PVQL also accepts “escape” string literals, bounded by backquotes
(`
). Within an escape string, a backslash character (\
) begins a
backslash escape sequence, in which the combination of backslash and
the following character(s) represents a special character. The
recognized escape sequences are:
Escape Sequence | Meaning |
---|---|
\\ |
Backslash |
\` |
Backquote |
\a |
ASCII Bell (BEL) |
\b |
ASCII Backspace (BS) |
\f |
ASCII Formfeed (FF) |
\n |
ASCII Linefeed (LF) |
\r |
ASCII Carriage Return (CR) |
\t |
ASCII Horizontal Tab (TAB) |
\v |
ASCII Vertical Tab (VT) |
\xhh |
Character with hex value hh |
\uxxxx |
Character with 16-bit hex value xxxx |
\Uxxxxxxxx |
Character with 32-bit hex value xxxxxxxx |
\N{name} |
Character named name in the Unicode database |
Variables #
PVQL supports variables. This allows you to insert variables with names
you choose (e.g. $server
) whereever PVQL is expecting a value. When
querying data with such a PVQL expression, you can assign the variables
with custom values. The query is performed as if all variables were
substituted with the corresponding values.

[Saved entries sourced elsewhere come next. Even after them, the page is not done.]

PR #2081, opened 2022-05-04
Stops age from affecting skills.

Ketrai:
I'm not sure why bay ever added this given this is purely a ticket to powergame. Even on a HRP server you're going to see an above-average amount of old farts purely because they get more skill points.

If jobs need more skill points we can set this for individual jobs instead.


DTraitor:
F

PR #2087, opened 2022-05-05
It twitches...

Ketrai:
Adds the oracle twitcher.

Mostly the same as a regular twitcher, except it blinks to dodge attacks much more often, and it's quite a bit faster. (Twitchers are already strong enough so I am very cautious about making this necro too strong.) The slash damage is slightly slower but there's little cooldown between attacks, allowing it to finish off targets quick. This also means the blink and step strike damage is less, since they're based off the damage dealt by twitcher's main weapons.


DTraitor (approved):
Looks good to me (if we can say anything looks good in our codebase at all)

Issue #2106, opened 2022-05-23
FEATURE ADJ: Stores System and Detaching from Persistent Economy


ghost:
#### Their current behavior:

Right now, the way Stores work is that you acquire credits via your paycheck or by finding other credits/peng, and redeeming them at Stores for items. Credits can persist between rounds using a database. They work as a one-size-fits-all vendor, and you can even hot-swap RIGs at them. Credits are tied to a person's RIG.

#### Their intended behavior:

Stores should be fully detached from the persistent economy, keeping purchases and credits earned only applicable to the round they're earned in. Credits should be earned via the initial paycheck, AND through killing necromorphs, who drop varying degrees of credits. 

Stores should not have a giant swath of items that you can otherwise get at free vendors elsewhere.
Stores should be the best possible access point to purchasing actual firearms, RIGs, ammunition, medicine and other high-end rewards.
Stores should still be able to hot-swap RIGs.
Credits should probably not be tied to RIGs anymore, and should instead exist as their own stackable item or be tied to something else entirely, if possible. 
** Separate but also important, the mining system for redeeming credits should be detached from the main economy, so that miners can't flood the game with easily acquired credits. Their system of rewards should be unique to them and through a different vendor.

- [x] Take the existing Stores and turn into an independent vendor severed from the persistent economy system.
- [x] Erase or comment out current persistent economics code (ideally without breaking everything).
- [ ] Adjust the available items list in Stores to only include Weapons, RIGs, Modules, Medicine, Ammunition and Rare Items.
- [ ] Adjust the prices of those items by 30-50%.
- [ ] Have necromorphs drop a certain number of credits, adjust drop amount for balancing. 
- [ ] Detach credits from RIGs as their primary means of being stored -- ensure credits are stackable item that can be stored in a backpack or taken out of an ATM. (think caps from Fallout 13)
- [x] Ensure hot-swap mechanics from Stores for changing RIGs is still usable.

Viz-Titan:
There are also set map drop spawns of credits to consider. Some places, like Aft Janitorial Closet room in maints above Engineering Breakroom on Upper, spawn a big load of credits. Around 20k or so worth at that spot. 
It is nothing vital but just something to note for much later. Wouldn't be too hard to fix/balance their spawns. Could just get rid of those spawns and replace with low values or tweak the credit values on them to be lower. Or get rid of credit spawns entirely.
[...]

PR #2119, opened 2022-06-18
Detaching from Persistent Economy

SirRichardFrancis:
## About The Pull Request

Does what #2106 says, with an exception of adjusting available item lists and prices, same with mining vendor, it only contains couple of power nodes right now.
Haven't touched the balancing part, since I'm barely familiar with the build and it's IC economy.


code/__defines/research.dm
```diff
@@ -12,10 +12,11 @@
...
-#define STORE		32	//Purchasing in store
\ No newline at end of file
+#define NONE				0x1
+#define IMPRINTER			0x2		// For circuits. Uses glass/chemicals.
+#define PROTOLATHE			0x4		// New stuff. Uses glass/metal/chemicals
+#define MECHFAB				0x8		// Mechfab
+#define CHASSIS				0x10	// For protolathe, but differently
+#define AUTOLATHE			0x20	// For autolathe
+#define STORE_SCHEMATICS	0x40	// Bound to schematic, unlockable in store with said chematic
+#define STORE_ROUNDSTART	0x80	// Always available in store
```
DTraitor: use `(1<<X)` instead

code/controllers/subsystems/ticker.dm
```diff
@@ -188,6 +187,8 @@ SUBSYSTEM_DEF(ticker)
 	log_world("Game start took [(world.timeofday - init_start) / 10]s")
 	round_start_time = world.time
 
+	GLOB.using_map.setup_economy()
```
DTraitor: Remove this one, I've added `setup_economy()` to `/datum/map/proc/setup_map()` some time ago

code/modules/economy/credits.dm
```diff
@@ -30,7 +22,7 @@
 /obj/item/weapon/spacecash/ewallet/update_icon()
 	icon_state = "grey"
 	switch(worth)
-		if (1 to 500)
+		if (0 to 500)
```
DTraitor: It should be `icon_state = "grey"` if there are no credits

code/modules/economy/store/store_credits.dm
```diff
@@ -23,49 +31,52 @@
...
+		var/pay_amount = min(occupant.wearing_rig.get_account_balance(), left_to_pay)
 		var/obj/item/weapon/rig/R = occupant.wearing_rig
 		R.charge_to_rig_account(src, "Store Purchase", machine_id, -pay_amount)
-		cost -= pay_amount
+		left_to_pay -= pay_amount
 
+	if(left_to_pay)
+		for(var/i in deposit_box.contents)
+			if(istype(i, /obj/item/weapon/spacecash))
+				var/obj/item/weapon/spacecash/S = i
```
DTraitor, line 56: Use `for(var/obj/item/weapon/spacecash/S in deposit_box.contents)` instead, for loop + istype is faster only for short types (according to my tests)

code/modules/economy/store/store_credits.dm
```diff
@@ -23,49 +31,52 @@
...
+					S.worth -= left_to_pay
+					S.update_icon()
+					deposit_box.update_ui_data()
+					return TRUE
 
-	if (cost <= 0)
-		return TRUE
+	var/datum/money_account/A = occupant?.get_account()
+	if(A)
+		A.money -= left_to_pay
```
DTraitor, line 69: There are no safety checks here meaning our account balance can become lower than 0

code/modules/economy/store/store_credits.dm
```diff
@@ -115,8 +126,10 @@
 /obj/machinery/store/proc/buy_and_transfer()
 	var/list/things = list() + buy_current()
 	var/obj/item/weapon/rig/R
-	for (var/obj/item/I in things)
-		if (isrig(I))
+	if(occupant.back && !occupant.wearing_rig)
+		store_or_drop(occupant.back)
+	for(var/obj/item/I in things)
+		if(isrig(I))
 			R = I
```
DTraitor: Just use `var/obj/item/weapon/rig/R = locate(/obj/item/weapon/rig) in things` instead of for loop

DTraitor (changes requested):
Just a few tweaks

code/modules/economy/store/store_credits.dm
SirRichardFrancis: We get here only if `occupant_can_afford()` returned `TRUE`, meaning user have enough money, but no money sources other than this one left, hence check here is redundant, as there is no cases for 'not enough money' at this point.

code/modules/economy/store/store_credits.dm
SirRichardFrancis: There is `store_or_drop(I)` called for every item in `things`, although I'm not sure if there is a situation when that list contain more than one object.

DTraitor: In that case use `locate()` then call `start_transfer(R)` and remove it from `things`, after that we can loop through all items in `things` without checking if it's a RIG.

DTraitor (approved):
Looks good now

PR #2143, opened 2022-08-11
QOL/BUGFIX/BALANCE changes!

karlodayo:
Fixes necromorph chat color, toggable clothing, and surgeon instakill.


code/modules/clothing/suits/labcoat.dm
```diff
@@ -25,7 +25,7 @@
 	name = "chief medical officer's labcoat"
 	desc = "Bluer than the standard model."
 	icon_state = "labcoat_cmo_open"
-	//item_state = "labcoat_cmo"
+	// item_state
```
DTraitor: Just remove this comment and it's ready to merge

DTraitor (changes requested):

PR #2157, opened 2022-08-27
Reworking system FREE SKILL POINTS. Now we have Background system.

DeadLineSS13:
## ABOUT THE PR
Refactored moment, what player can use free skill points. Now players need choose background history character for them builds.

## CHANGELOG
🆑 
refactor: Now we don't have Free Skill Points. WELCOME NEW BACKGROUND SYSTEM!!!!!
/🆑


Vizoplez:
This is literally just porting a sojourn-esque skill system that will encourage people to only pick military, as it is the only stat that matters. CQC and Weapons experience.

This... fixes nothing and adds nothing to the admittedly already-broken RP loop.

Why?

DeadLineSS13:
> This is literally just porting a sojourn-esque skill system that will encourage people to only pick military, as it is the only stat that matters. CQC and Weapons experience.
> 
> This... fixes nothing and adds nothing to the admittedly already-broken RP loop.
> 
> Why?

People can't be good at CQC and Weaponary Experiense at the same time. Since for CQC you still need to have other skills, but for Weaponary Experiense this is not necessary. We also do not forget that if they give up on medicine, then who will treat? Many factors affect the gameplay of the game. In this PR, the theme of free Skill Points will simply be killed, so that a medic, for example, would not be a master in combat, in weapons. I agree that PR is not balanced, but it cannot be balanced at the level of everyday play, therefore + - stats are thrown.

DTraitor (approved):

Vizoplez:
> > This is literally just porting a sojourn-esque skill system that will encourage people to only pick military, as it is the only stat that matters. CQC and Weapons experience.
> > This... fixes nothing and adds nothing to the admittedly already-broken RP loop.
> > Why?
> 
> People can't be good at CQC and Weaponary Experiense at the same time. Since for CQC you still need to have other skills, but for Weaponary Experiense this is not necessary. We also do not forget that if they give up on medicine, then who will treat? Many factors affect the gameplay of the game. In this PR, the theme of free Skill Points will simply be killed, so that a medic, for example, would not be a master in combat, in weapons. I agree that PR is not balanced, but it cannot be balanced at the level of everyday play, therefore + - stats are thrown.

(Foreshadowing)

PR #2171, opened 2022-09-29
Nerfs tool mods

Ketrai:
Makes tool mods slightly less insane. These stack multiplicatively for some reason.
Also makes the side-effects less bad to compensate.

No more 50-60 damage saws.


DTraitor (approved):
Tbh you could just remove craft recipe that allows to stack so many mods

For example, if you want a PVQL query regarding an application for a specific server, you would usually write something like this:
server.rt, server.dtt FROM tcp WHERE application.name = "NC" AND server.ip = 8.8.8.8
However, you might want to be able to easily choose another IP address
without rewriting the query each time. For this purpose, you can
introduce a variable, such as $server
, in place of the actual value:
server.rt, server.dtt FROM tcp WHERE application.name = "NC" AND server.ip = $server
Then wherever you request data using this query, you pass the
corresponding value in the variables
parameters.
Example:
=> query expr="server.rt, server.dtt FROM tcp WHERE application.name = \"NC\" AND server.ip = $server" \
.. variables={"server": {"value": "8.8.4.4", "type": {"type": "ip"}}}
Examples #
In the following examples, it is implied that the queries are applied on
the last hour (because if neither SINCE
nor UNTIL
are provided, the
default time interval is used).
Retrieving the client traffic over time for the “transport” layer (which is the combination of TCP, UDP, ICMP, Non IP and Other IP layers):
client.traffic FROM transport BY time()
Retrieving both the client traffic and the server traffic, over time for each “transport” layer:
client.traffic, server.traffic FROM transport BY time(), layer
Retrieving the client traffic, the server traffic, and the mean of both, over time by points of 5 minutes (300 seconds):
client.traffic, server.traffic, (client.traffic + server.traffic) / 2
BY time(300) FROM transport
Retrieving the total traffic for each /24
IPv4 subnet limited to those
in 192.168.0.0/16
(thus for each 256 192.168.x.0/24
networks):
traffic BY server.ip[24] FROM transport WHERE server.ip[16] = 192.168.0.0
Retrieving the 20 highest average server response times for a matrix of application × client zone:
server.rt BY application.name, client.zone.name FROM transport TOP 20
Retrieving the server traffic per client zone:
server.traffic BY client.zone.name FROM transport
Retrieving the server traffic for a matrix of client zone × application:
server.traffic BY client.zone.name, application.name FROM transport
Retrieving the total traffic by protocol stack for each IPv4 client
within 192.168.0.0/16
:
traffic BY protostack, client.ip FROM transport WHERE client.ip[16] = 192.168.0.0
Retrieving the total traffic from the HTTP layer for the given host:
traffic FROM http WHERE host = "www.google.com"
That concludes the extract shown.